Daly Louise E, Power Derek G, O'Reilly Áine, Donnellan Paul, Cushen Samantha J, O'Sullivan Kathleen, Twomey Maria, Woodlock David P, Redmond Henry P, Ryan Aoife M
School of Food and Nutritional Sciences/APC Microbiome Institute, University College Cork, Cork, Ireland.
Department of Medical Oncology, Cork University Hospital, Cork, Ireland.
Br J Cancer. 2017 Jan;116(3):310-317. doi: 10.1038/bjc.2016.431. Epub 2017 Jan 10.
Body composition is an important predictor of drug toxicity and outcome. Ipilimumab (Ipi), a monoclonal antibody used to treat metastatic melanoma, has specific toxicities. No validated biomarkers that predict Ipi toxicity and efficacy exist. Also, the impact of Ipi on body composition has not been established.
Patients with metastatic melanoma treated with Ipi between 2009 and 2015 were included. Body composition was assessed by computed tomography at baseline and after four cycles of Ipi. Sarcopenia and low muscle attenuation (MA) were defined using published cut-points. All adverse events (AEs) and immune-related AEs (irAEs) were recorded (Common Terminology Criteria For Adverse Event V.4.0).

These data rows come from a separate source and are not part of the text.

Issue #17, opened 2023-10-19
Display Tomcat and database versions 


ChiuchiuSorin:
As part of #3 a Backend section was added to the Admin tools homepage. This section displays, among other things, information about the used server and database, as seen in the below screenshot:
![image](https://github.com/xwikisas/application-admintools/assets/22794181/13706530-0744-41c6-af60-4cb1bb86838a)
It would be nice to also have the **versions** displayed

ChiuchiuSorin:
* Added Active installs 2 as a dependency to access details about server version;
* Changed XWiki project version from 13.10-3 to 14.10 to use Active Installs 2;
* Added server version and database version to the displayed info;
![image](https://github.com/xwikisas/application-admintools/assets/104432589/77016e55-46c6-4000-bf43-1e8e84e4f83c)

PR #18, opened 2023-10-19
Display Tomcat and database versions #17

ChiuchiuSorin:
* Added Active installs 2 as a dependency to access details about server version;
* Changed XWiki project version from 13.10-3 to 14.10 to use Active Installs 2;
* Refactored database identification using DatabaseMetaData instead of opening hibernate.cfg file;
* Refactored some tests;
* Displayed server version and database version in configuration summary.

### DIFF
--- a/application-admintools-api/src/main/java/com/xwiki/admintools/ServerIdentifier.java
+++ b/application-admintools-api/src/main/java/com/xwiki/admintools/ServerIdentifier.java
@@ -69,9 +69,9 @@ public interface ServerIdentifier
     void updatePossiblePaths();
 
     /**
-     * Access the Active Installs 2 Ping to retrieve server name and version.
+     * Access a JSON containing the server metadata.
      *
-     * @return the used server name and version.
+     * @return the server metadata.
      */
     Map<String, String> getServerMetadata();
 }
--- a/application-admintools-api/src/main/java/com/xwiki/admintools/ServerIdentifier.java
+++ b/application-admintools-api/src/main/java/com/xwiki/admintools/ServerIdentifier.java
@@ -65,4 +65,11 @@ public interface ServerIdentifier
      * Update the possible paths to the configuration files.
      */
     void updatePossiblePaths();
+
+    /**
+     * Access the Active Installs 2 Ping to retrieve server name and version.
+     *
+     * @return the used server name and version.
+     */
+    String getServerNameAndVersion();
 }
--- a/application-admintools-api/src/main/java/com/xwiki/admintools/ServerIdentifier.java
+++ b/application-admintools-api/src/main/java/com/xwiki/admintools/ServerIdentifier.java
@@ -19,6 +19,8 @@
  */
 package com.xwiki.admintools;
 
+import java.util.Map;
+
 import org.xwiki.component.annotation.Role;
 
 /**
@@ -71,5 +73,5 @@ public interface ServerIdentifier
      *
      * @return the used server name and version.
      */
-    String getServerNameAndVersion();
+    Map<String, String> getServerMetadata();
 }
--- a/application-admintools-default/src/main/java/com/xwiki/admintools/internal/data/ConfigurationDataProvider.java
+++ b/application-admintools-default/src/main/java/com/xwiki/admintools/internal/data/ConfigurationDataProvider.java
@@ -19,13 +19,10 @@
  */
 package com.xwiki.admintools.internal.data;
 
-import java.io.BufferedReader;
-import java.io.File;
-import java.io.FileReader;
+import java.sql.DatabaseMetaData;
+import java.sql.SQLException;
 import java.util.HashMap;
 import java.util.Map;
-import java.util.regex.Matcher;
-import java.util.regex.Pattern;
 
 import javax.inject.Inject;
 import javax.inject.Named;
@@ -36,6 +33,9 @@ import org.xwiki.component.annotation.Component;
 
 import com.xpn.xwiki.XWiki;
 import com.xpn.xwiki.XWikiContext;
+import com.xpn.xwiki.store.XWikiCacheStoreInterface;
+import com.xpn.xwiki.store.XWikiHibernateBaseStore;
+import com.xpn.xwiki.store.XWikiStoreInterface;
 import com.xwiki.admintools.ServerIdentifier;
 import com.xwiki.admintools.internal.data.identifiers.CurrentServer;
 
@@ -88,7 +88,7 @@ public class ConfigurationDataProvider extends AbstractDataProvider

Eighty-four patients were included in this study (62% male, median age 54 years). At baseline, 24% were sarcopenic and 33% had low MA. On multivariate analysis, sarcopenia and low MA were significantly associated with high-grade AEs (OR=5.34, 95% CI: 1.15-24.88, P=0.033; OR=5.23, 95% CI: 1.41-19.30, P=0.013, respectively), and low MA was associated with high-grade irAEs (OR=3.57, 95% CI: 1.09-11.77, P=0.036). Longitudinal analysis (n=59) revealed significant reductions in skeletal muscle area (SMA), total body fat-free mass, fat mass (all P<0.001) and MA (P=0.030). Mean reduction in SMA was 3.3%/100 days (95% CI: -4.48 to -1.79%, P<0.001). A loss of SMA ⩾7.5%/100 days (highest quartile) was a significant predictor of overall survival in multivariable Cox regression analysis (HR: 2.1, 95% CI: 1.02-4.56, P=0.046).

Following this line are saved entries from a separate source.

Issue #13, opened 2023-09-28
Create a health check dashboard section


ChiuchiuSorin:
On the Admin Tools main dashboard there should be a section for starting a health check of your instance.
It could start with only some checks, like encoding, memory config, and have it extended in the future

oanalavinia:
Here is a proposal done by our designer for the health check section. It's just a concept, since there will be many things changed depending on what can be implemented
![image](https://github.com/xwikisas/application-admintools/assets/22794181/58df3cb6-303d-46fb-9b14-81736b15170e)

PR #19, opened 2023-10-30
Create a health check dashboard section #13 

ChiuchiuSorin:
Dashboard section (log messages will be modified): 
image

Help links section:
image


ChiuchiuSorin:
modified dashboard item: 
image

ChiuchiuSorin:
Dashboard integration: 
image
image

application-admintools-ui/src/main/resources/AdminTools/Code/Translations.xml
```diff
@@ -84,6 +67,35 @@ adminTools.dashboard.section.download.view.description=View files content
 adminTools.dashboard.section.download.view.properties=XWiki properties file
 adminTools.dashboard.section.download.warning=Before downloading and sending the files, please make sure you introduced the lines that may contain sensitive info in Admin Tools configuration page!
 
+## Health check
+adminTools.dashboard.section.healthcheck.database.info=Database status OK
```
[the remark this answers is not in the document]
ChiuchiuSorin: I think `adminTools.dashboard.healthcheck` is descriptive enough too. I will modify for all sections.

application-admintools-ui/src/main/resources/AdminTools/HelpLinks.xml
```diff
@@ -0,0 +1,113 @@
...
+  <hidden>false</hidden>
+  <content>{{box cssClass="floatinginfobox" title="**Contents**"}}
+{{toc/}}
+{{/box}}
+
+{{velocity}}
+
+= Performance issues =
+
+{{html}}
```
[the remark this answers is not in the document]
ChiuchiuSorin: If I use the HTML headings, the TOC is no longer showing the tags for each heading.

application-admintools-default/src/test/java/com/xwiki/admintools/internal/health/checks/MemoryHealthCheckTest.java
```diff
@@ -0,0 +1,165 @@
...
+    private ConfigurationSource configurationSource;
+
+    @MockComponent
+    private XWikiContext context;
+
+    @Mock
+    private XWiki xwiki;
+
+    @InjectMockComponents
+    private MemoryHealthCheck memoryHealthCheck;
```
mflorea, line 65: This is usually put close to the top, so that it's easier to know which component implementation is being tested.

application-admintools-default/src/test/java/com/xwiki/admintools/internal/health/checks/MemoryHealthCheckTest.java
```diff
@@ -0,0 +1,165 @@
...
+import com.xpn.xwiki.XWiki;
+import com.xpn.xwiki.XWikiContext;
+
+import static org.junit.jupiter.api.Assertions.assertEquals;
+import static org.junit.jupiter.api.Assertions.assertNull;
+import static org.mockito.Mockito.verify;
+import static org.mockito.Mockito.when;
+
+@ComponentTest
+public class MemoryHealthCheckTest
```
mflorea, line 46:
```suggestion
class MemoryHealthCheckTest
```

application-admintools-ui/src/main/resources/AdminTools/Code/AdminToolsJS.xml
```diff
@@ -123,7 +123,89 @@
       <cache>default</cache>
     </property>
     <property>
-      <code>require(['jquery'], function($) {
+      <code>require(['jquery', 'xwiki-meta', 'xwiki-job-runner'], function($, xwikiMeta, JobRunner) {
+  const getResourceURL = function() {
```
mflorea, line 127: The name feels too generic for what it does.

application-admintools-ui/src/main/resources/AdminTools/Code/AdminToolsJS.xml
```diff
@@ -123,7 +123,89 @@
...
+    let documentReference = XWiki.Model.resolve('AdminTools.Code.HealthCheckResources', XWiki.EntityType.DOCUMENT);
+    return new XWiki.Document(documentReference).getURL('get');
+  };
+
+  const runHealthCheckJob = function() {
+    var data = [];
+    data.push(
+      {name: 'outputSyntax', value: 'plain'},
+      {name: 'sheet', value: 'wiki:AdminTools.Code.HealthCheckResources'},
```
mflorea, line 136: What's with the ``wiki:`` prefix? Doesn't look right.

application-admintools-ui/src/main/resources/AdminTools/Code/AdminToolsJS.xml
```diff
@@ -123,7 +123,89 @@
...
+            sheet: 'AdminTools.Code.HealthCheckResources',
+            data: 'jobStatus',
+            jobId: jobId.join('/')
+          }
+        };
+      }
+    }).run(getResourceURL(), data)).catch((reason) => {
+      return Promise.reject(reason);
+    }).finally(() => {
+      $('#admin_tools_job_start').prop("disabled", false);
```
mflorea, line 155: If you enable the button here in ``runHealthCheckJob`` then it makes sense to disable it also here, for symmetry and separation of concerns.

application-admintools-ui/src/main/resources/AdminTools/Code/AdminToolsJS.xml
```diff
@@ -123,7 +123,89 @@
...
+    });
+  };
+
+  const reinitialiseProgressBar = function() {
+    $.get(getResourceURL(), function(data) {
+      let progressBar = $(data).find('div.ui-progress');
+      $('#healthCheck .successmessage').replaceWith(progressBar)
+      $('#healthCheck .warningmessage').replaceWith(progressBar)
+      $('#healthCheck .errormessage').replaceWith(progressBar)
```
mflorea, line 164: I'm not sure why you replace all of them with the same element, if that's valid you can write it as:

```suggestion
      $('#healthCheck').find('.successmessage, .warningmessage, .errormessage').replaceWith(progressBar);
```

application-admintools-ui/src/main/resources/AdminTools/Code/AdminToolsJS.xml
```diff
@@ -123,7 +123,89 @@
...
+    $.get(getResourceURL(), function(data) {
+      let jobMinJsURL = $(data).find('input[name="jobMinJsURL"]').val();
+      require.config({
+        paths: {
+          'health-check-job': jobMinJsURL
+        }
+      });
+      require(['health-check-job'], function(){});
+    });
+  };
```
mflorea, line 183: This looks very hackish. We need to find a better solution (I need to understand the problem first :) ).

application-admintools-ui/src/main/resources/AdminTools/Code/HealthCheckJob.xml
```diff
@@ -0,0 +1,60 @@
...
+  <comment/>
+  <minorEdit>false</minorEdit>
+  <syntaxId>xwiki/2.1</syntaxId>
+  <hidden>true</hidden>
+  <content>{{velocity}}
+#template('job_macros.vm')
+#includeMacros("AdminTools.Code.Macros")
+
+#set($jobId = $request.getParameterValues('jobId'))
+#set($translationPrefix = $request.getParameter('translationPrefix'))
```
mflorea, line 42: What is this translation prefix? Why is it dynamic?

application-admintools-ui/src/main/resources/AdminTools/Code/HealthCheckJob.xml
```diff
@@ -0,0 +1,60 @@
...
+#if ($jobStatus)
+  #outputJobStatusJSON($jobStatus, $translationPrefix)
+#else
+  $response.setStatus(404)
+
+  {{html}}
+    &lt;div class="box errormessage">
+      $services.localization.render("${translationPrefix}.notFound")
+    &lt;/div>
+{{/html}}
```
mflorea, line 54:
```suggestion
  {{error}}{{translation key="${services.rendering.escape($translationPrefix, 'xwiki/2.1')}.notFound" /}}{{/error}}
```

application-admintools-ui/src/main/resources/AdminTools/Code/HealthCheckResources.xml
```diff
@@ -0,0 +1,81 @@
...
+  #jsonResponse($healthCheckJobStatusJSON)
+#end
+
+#macro (getHealthCheckResources)
+  #set ($jobMinJsURL = $xwiki.getSkinFile('uicomponents/job/job.min.js'))
+  #set ($healthCheckJobRequest = $services.admintools.createJobRequest($services.wiki.getCurrentWikiId()))
+  #set ($healthJobStatus = $services.job.getJobStatus($healthCheckJobRequest.id))
+  {{html clean=false}}
+   &lt;div hidden>
+     &lt;input type="text" id="jobMinJsURL" name="jobMinJsURL" value=$jobMinJsURL>&lt;/input>
```
mflorea, line 58: It's not clear to me why you need this, but:
* the value needs to be quoted and XML escaped
* in general, we use input elements to pass data from the client to the server; in this case you're passing data from the server to the client, which can be done either using ``data-*`` attributes (for simple data) or using a script tag with JSON content, for complex data.

application-admintools-ui/src/main/resources/AdminTools/Code/Macros.xml
```diff
@@ -151,5 +152,79 @@
...
+  #if ($jobId)
+    #set ($healthJobStatus = $services.job.getJobStatus($jobId))
+  #end
+  #set($solutionLink = $xwiki.getURL('AdminTools.HelpLinks'))
+  #set ($description = $escapetool.xml($services.localization.render('adminTools.dashboard.healthcheck.description', [
+    '__STARTLINK__',
+    '__ENDLINK__'
+  ])).replace('__STARTLINK__', "&lt;a href='$solutionLink'>&lt;strong>").replace('__ENDLINK__', '&lt;/strong>&lt;/a>'))
+  {{html clean='false'}}
+    &lt;input type="hidden" name="jobState" value="${healthJobStatus.state}">&lt;/input>
```
mflorea, line 197: Same comment as above, regarding passing data from server to the client.

application-admintools-ui/src/main/resources/AdminTools/Code/Macros.xml
```diff
@@ -151,5 +152,79 @@
...
+    &lt;div class="adminToolsDashboardItem" id="healthCheck">
+      &lt;h2>$services.icon.renderHTML('bug')
+        $escapetool.xml($services.localization.render('adminTools.dashboard.healthcheck.title'))&lt;/h2>
+      &lt;p>$description&lt;/p>
+      &lt;hr/>
+      &lt;div class="healthCheckWrapper">
+        &lt;div class="healthCheckLastCheck">
+          Time since the last health check: $services.date.displayTimeAgo($healthJobStatus.getEndDate())
```
mflorea, line 205: Needs translation key.

application-admintools-ui/src/main/resources/AdminTools/Code/Macros.xml
```diff
@@ -151,5 +152,79 @@
...
+        &lt;/div>
+        &lt;div class="buttonwrapper">
+          &lt;button id="admin_tools_job_start" type="submit" class="btn btn-primary" name="startHealthCheck"
+            value="startHealthCheck">Start health check&lt;/button>
```
mflorea, line 209: Missing translation key.

application-admintools-ui/src/main/resources/AdminTools/HelpLinks.xml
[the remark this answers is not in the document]
mflorea: Why do you need the HTML macro in the first place? The HTML macro is meant to be used for generating the **UI**, but in this case this seems to be only **content** (you even marked the page as content page in the POM).

mflorea (changes requested):

application-admintools-ui/src/main/resources/AdminTools/HelpLinks.xml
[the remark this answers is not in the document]
ChiuchiuSorin: From what I understood, the best practice is to use the HTML macro, that's why I wanted to integrate it. I will convert it to velocity syntax.

application-admintools-default/src/main/java/com/xwiki/admintools/internal/health/checks/MemoryHealthCheck.java
```diff
@@ -0,0 +1,120 @@
...
+
+    @Override
+    public HealthCheckResult check()
+    {
+        boolean cacheOk = isEnoughCache();
+        boolean memoryOk = hasEnoughMemory();
+        if (cacheOk && memoryOk) {
+            return new HealthCheckResult();
+        }
+        return new HealthCheckResult("There are memory issues!", "dummy memory help link");
```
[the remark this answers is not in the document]
ChiuchiuSorin: This was one subject that I wanted to talk with you, I forgot to add the comment. After discussing with Lavinia and Teodor, I decided with Lavinia that the best course of action would be to use the logger instead of the HealthCheckResult and show the status of the health check inside the job logs (as you can see in the image above) and create a dedicated page that has some useful links to for various issues. Because of this, the HealthCheckResult has no purpose anymore. Should I keep this class for a future use, or simply remove it and adapt the code?

application-admintools-ui/src/main/resources/AdminTools/Code/AdminToolsJS.xml
ChiuchiuSorin: I try and replace all of them because I do not know what the message type from the job will be.

application-admintools-ui/src/main/resources/AdminTools/Code/AdminToolsJS.xml
ChiuchiuSorin: The issue is when I try to run the job. After a job runs, the progress bar is replaced with the result message ([job.js replace line](https://github.com/xwiki/xwiki-platform/blob/63714c025a1da068946a170148772c2227009c02/xwiki-platform-core/xwiki-platform-web/xwiki-platform-web-war/src/main/webapp/resources/uicomponents/job/job.js#L210)). For job.js to properly initialize the JobRunner and to run, the job progress must exist: [job.js JobRunner initialization](https://github.com/xwiki/xwiki-platform/blob/63714c025a1da068946a170148772c2227009c02/xwiki-platform-core/xwiki-platform-web/xwiki-platform-web-war/src/main/webapp/resources/uicomponents/job/job.js#L216-L257). If I request job.js from the initialization, it will not detect that the result message was replaced with the progress bar and no progress will be shown in the UI.

The page after an execution looks like this: image

application-admintools-default/src/main/java/com/xwiki/admintools/internal/AdminToolsManager.java
```diff
@@ -78,14 +91,14 @@ public String generateData()
...
      */
-    public String generateData(String hint)
+    public String generateData(String hint) throws ComponentLookupException
     {
-        for (DataProvider dataProvider : this.dataProviderProvider.get()) {
-            if (dataProvider.getIdentifier().equals(hint)) {
-                return dataProvider.getRenderedData();
-            }
+        DataProvider dataProvider = contextComponentManager.getInstance(DataProvider.class, hint);
+        if (dataProvider == null) {
```
mflorea, line 97: The component manager should never return null. If it can't find the requested component then it throws ``ComponentLookupException``.

application-admintools-default/src/main/java/com/xwiki/admintools/script/AdminToolsScriptService.java
```diff
@@ -106,16 +107,18 @@ public String getFilesSection()
...
-     * Start the execution of the given Admin Tools health check request.
+     * Check if an Admin Tools Health Check job for the wiki from where the request was made exists. If it does, return
+     * the job instance, else create a new Admin Tools health check request for the given wiki and start the execution.
      *
-     * @param healthCheckJobRequest the health check request to be executed.
+     * @param requestId the ID to be used for the request.
      * @return the asynchronous background job that will execute the request.
      */
-    public Job runHealthChecks(HealthCheckJobRequest healthCheckJobRequest)
+    public Job runHealthChecks(List<String> requestId)
```
mflorea, line 116: I'm not convinced that the user calling this API should be able to control the entire job ID. Usually jobs of the same type share an ID prefix (e.g. ``export/pdf`` or in your case ``adminTools/healthCheck``). The suffix is what identifies them (among jobs of the same type), and the suffix is most of the time generated automatically. I don't see why the user calling this script service should care about the job ID. They trigger the job and then get the ID from the returned job object.

application-admintools-ui/src/main/resources/AdminTools/Code/AdminToolsJS.xml
```diff
@@ -149,19 +152,18 @@
...
       return Promise.reject(reason);
-    }).finally(() => {
+    }).finally(() =&gt; {
       $('#admin_tools_job_start').prop("disabled", false);
     });
   };
 
   const reinitialiseProgressBar = function() {
     $.get(getResourceURL(), function(data) {
+      console.log(data)
```
mflorea, line 164: Leftover.

application-admintools-ui/src/main/resources/AdminTools/Code/AdminToolsJS.xml
```diff
@@ -172,7 +174,7 @@
   const initialiseJobJS = function() {
     require.undef('health-check-job');
     $.get(getResourceURL(), function(data) {
-      let jobMinJsURL = $(data).find('input[name="jobMinJsURL"]').val();
+      let jobMinJsURL = $(data).find('jobJsURL').attr('data-url');
```
mflorea, line 177: Is ``jobJsURL`` a "custom" HTML element? I don't see where you [define this custom element](https://developer.mozilla.org/en-US/docs/Web/API/Web_Components/Using_custom_elements#implementing_a_custom_element) and I don't see why you need a custom element, when you can simply add a CSS class on the element you want to locale.

application-admintools-ui/src/main/resources/AdminTools/Code/AdminToolsJS.xml
```diff
@@ -184,11 +186,10 @@
 
   $(document).ready(function() {
     if ($('#healthCheck').length) {
-      let jobState = $('input[name="jobState"]').val();
+      let jobState = $('jobState').attr('data-state')
```
mflorea, line 189: Again, I don't see the need for a custom HTML element (which is not event properly defined).

application-admintools-ui/src/main/resources/AdminTools/Code/HealthCheckResources.xml
```diff
@@ -51,13 +53,16 @@
 
 #macro (getHealthCheckResources)
   #set ($jobMinJsURL = $xwiki.getSkinFile('uicomponents/job/job.min.js'))
-  #set ($healthCheckJobRequest = $services.admintools.createJobRequest($services.wiki.getCurrentWikiId()))
-  #set ($healthJobStatus = $services.job.getJobStatus($healthCheckJobRequest.id))
+  #set ($jobId = ['adminTools', 'healthcheck', $services.wiki.getCurrentWikiId()])
```
mflorea, line 56: I take it that you can only run a single health check job per wiki? In that case you should implement job grouping so that the second job on the same wiki waits for the first to finish. I also don't see why you can't set this ID from the script service. Is there a use case where the user needs to specify the job ID differently?

application-admintools-ui/src/main/resources/AdminTools/Code/HealthCheckResources.xml
```diff
@@ -51,13 +53,16 @@
...
+  #set ($healthJobStatus = $services.job.getJobStatus($jobId))
   {{html clean=false}}
-   &lt;div hidden>
-     &lt;input type="text" id="jobMinJsURL" name="jobMinJsURL" value=$jobMinJsURL>&lt;/input>
+   &lt;div hidden&gt;
+   #data($jobMinJsURL)
+     &lt;jobJsURL
```
mflorea, line 61: You have a DIV wrapper. Why not mark it with a know CSS class and put the metadata there, instead of inventing custom HTML elements?

application-admintools-ui/src/main/resources/AdminTools/HelpLinks.xml
```diff
@@ -39,75 +41,52 @@
 {{/box}}
 
 {{velocity}}
+= $escapetool.xml($services.localization.render('adminTools.helppage.performance.title')) =
```
mflorea, line 44: I don't see the HTML/XML context. If the wiki syntax were interpreted as HTML then there wouldn't be any need for an HTML macro.

```suggestion
= {{translation key="adminTools.helppage.performance.title" /}} =
```

application-admintools-ui/src/main/resources/AdminTools/HelpLinks.xml
```diff
@@ -39,75 +41,52 @@
...
-      Hardware requirements&lt;/a>&lt;/li>
-    &lt;li>&lt;a href="https://www.xwiki.org/xwiki/bin/view/Documentation/AdminGuide/Performances/#HMemory" target="_blank">
-      Memory recommendations&lt;/a>&lt;/li>
-    &lt;li>&lt;a href="https://www.xwiki.org/xwiki/bin/view/Documentation/AdminGuide/Performances/#HDocumentCache"
-      target="_blank">Cache recommendations&lt;/a>&lt;/li>
-  &lt;/ul>
-{{/html}}
-
-= Server issues =
+* [[$escapetool.xml($services.localization.render('adminTools.helppage.performance.hardware'))
```
mflorea, line 46: Same as above. There's no HTML/XML context AFAICS. And if the translation doesn't have parameters it is way simpler and clearer to use the translation macro (no need for Velocity).

mflorea (changes requested):

application-admintools-default/src/main/java/com/xwiki/admintools/internal/health/checks/MemoryHealthCheck.java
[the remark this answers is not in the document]
mflorea: > I decided with Lavinia that the best course of action would be to use the logger instead of the HealthCheckResult and show the status of the health check inside the job logs

My problem with this approach is that the health check job log can contain messages (errors, warnings) that are not related to the health check. Any API that the health check job calls directly or indirectly can log its own messages which raises the question: how do you know which log messages are health check errors / warnings and which are not. Or otherwise put, how do you know that there aren't any health check errors / warnings in the log?

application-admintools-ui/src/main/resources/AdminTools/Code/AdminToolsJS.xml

Patients with sarcopenia and low MA are more likely to experience severe treatment-related toxicity to Ipi. Loss of muscle during treatment was predictive of worse survival. Treatments to increase muscle mass and influence outcome warrant further investigation.
身体组成是药物毒性和治疗结果的重要预测指标。伊匹单抗(Ipi)是一种用于治疗转移性黑色素瘤的单克隆抗体,具有特定的毒性。目前尚无经过验证的可预测Ipi毒性和疗效的生物标志物。此外,Ipi对身体组成的影响尚未明确。
纳入2009年至2015年间接受Ipi治疗的转移性黑色素瘤患者。在基线和Ipi治疗四个周期后,通过计算机断层扫描评估身体组成。采用已发表的切点定义肌肉减少症和低肌肉衰减(MA)。记录所有不良事件(AE)和免疫相关不良事件(irAE)(不良事件通用术语标准第4.0版)。
本研究共纳入84例患者(62%为男性,中位年龄54岁)。基线时,24%的患者存在肌肉减少症,33%的患者MA较低。多变量分析显示,肌肉减少症和低MA与高级别AE显著相关(OR分别为5.34,95%CI:1.15 - 24.88,P = 0.033;OR为5.23,95%CI:1.41 - 19.30,P = 0.013),低MA与高级别irAE相关(OR为3.57,95%CI:1.09 - 11.77,P = 0.036)。纵向分析(n = 59)显示骨骼肌面积(SMA)、全身去脂体重、脂肪量(均P < 0.001)和MA(P = 0.030)均显著降低。SMA平均降低率为3.3%/100天(95%CI:-4.48至-1.79%,P < 0.001)。在多变量Cox回归分析中,SMA损失≥7.5%/100天(最高四分位数)是总生存期的显著预测指标(HR:2.1,95%CI:1.02 - 4.56,P = 0.046)。
存在肌肉减少症和低MA的患者更有可能发生与Ipi治疗相关的严重毒性反应。治疗期间肌肉量的减少预示着生存预后较差。增加肌肉量并影响治疗结果的治疗方法值得进一步研究。